WHAT YOU SHOULD DO: Repeat the whole listing exactly as written.

*** Opening EXERCISE DATA ***

PR #354, opened 2021-10-01
Improved error handling for unhandled image types like WebP

javagl:
This is a follow-up for https://github.com/CesiumGS/cesium-native/pull/350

*** Closing EXERCISE DATA ***

ANSWER AREA:
PR #354, opened 2021-10-01
Improved error handling for unhandled image types like WebP

javagl:
This is a follow-up for https://github.com/CesiumGS/cesium-native/pull/350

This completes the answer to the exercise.